• [Assigned task]:
Check each line of the entries below for the word "else", and copy out the ones that have it.

Top of Given entries

PR #356, opened 2026-05-25
BtreeSet sort benchmark + trivial inequalities

giltho:
We didn't have any benchmark that entailed a lot of branches so I added one. I asked Claude to make it faster and it found a very nice improvement. It could eventually be replaced by a relational domain, but for now it's cute.

| metric | before | after | Δ |
| --- | --- | --- | --- |
| wall-clock (hyperfine, 8 runs) | 7.268 s ± 0.176 | 6.820 s ± 0.036 | −6.2% |
| Z3 queries | 352 | 119 | −66 % |
| Z3 cumulative time | 685 ms | 207 ms | −70 % |
| branches | 75 | 75 | unchanged |


giltho:
!run-benchmarks

soteria/lib/bv_values/bv_solver.ml
```diff
@@ -2,6 +2,36 @@ open Soteria_std
...
+    when qs = ps && equal qa pa && equal qb pb ->
+      Some true
+  (* [a < b] in PC implies ~[b <= a] and ~[b < a] *)
+  | Binop ((Lt qs | Leq qs), qa, qb), Binop (Lt ps, pa, pb)
+    when qs = ps && equal qa pb && equal qb pa ->
+      Some false
+  (* [a <= b] in PC implies ~[b < a] *)
+  | Binop (Lt qs, qa, qb), Binop (Leq ps, pa, pb)
+    when qs = ps && equal qa pb && equal qb pa ->
+      Some false
```
N1ark: while we're at it
```suggestion
  | Binop (Leq qs, qa, qb), Binop (Lt ps, pa, pb)
    when Bool.equal qs ps && equal qa pa && equal qb pb ->
      Some true
  (* [a < b] in PC implies ~[b <= a] and ~[b < a] *)
  | Binop ((Lt qs | Leq qs), qa, qb), Binop (Lt ps, pa, pb)
    when Bool.equal qs ps && equal qa pb && equal qb pa ->
      Some false
  (* [a <= b] in PC implies ~[b < a] *)
  | Binop (Lt qs, qa, qb), Binop (Leq ps, pa, pb)
    when Bool.equal qs ps && equal qa pb && equal qb pa ->
      Some false
```

soteria/lib/bv_values/bv_solver.ml
```diff
@@ -2,6 +2,36 @@ open Soteria_std
 open Logs.Import
 module Var = Svalue.Var
 
+(** Returns [Some true] if PC slot [pc] implies query [q], [Some false] if [pc]
+    implies the negation of [q], and [None] otherwise. Used to suppress
+    redundant ordering constraints (e.g. [a <= b] becomes trivially true once
+    [a < b] is in the PC). *)
+let implies_or_contradicts (q : Svalue.t) (pc : Svalue.t) : bool option =
```
N1ark:
```suggestion
let[@inline] implies_or_contradicts (q : Svalue.t) (pc : Svalue.t) : bool option =
```

soteria/lib/bv_values/bv_solver.ml
```diff
@@ -77,7 +107,7 @@ struct
       find_map t (fun value ->
           if Typed.equal value v then Some true
           else if Typed.equal value neg_v then Some false
-          else None)
+          else implies_or_contradicts (Typed.untyped v) (Typed.untyped value))
```
N1ark: maybe if we do that we might as well also add these two checks (for equality/negated equality) in there...? idk

N1ark (approved):
heh it's cute, why not 


opinions on killing the incremental solver? it's kind of a maintenance burden, we might as well just keep it in tiny_values

soteria/lib/bv_values/bv_solver.ml
giltho: When something types as bool (or any primitive type), `=` just monomorphises at compilation. This is actually more readable, so I prefer not to change it

soteria/lib/bv_values/bv_solver.ml
giltho: Yes, and we can just compute the negation a single time as well probably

Bottom of Given entries

• [Exercise response]:
           else if Typed.equal value neg_v then Some false
-          else None)
+          else implies_or_contradicts (Typed.untyped v) (Typed.untyped value))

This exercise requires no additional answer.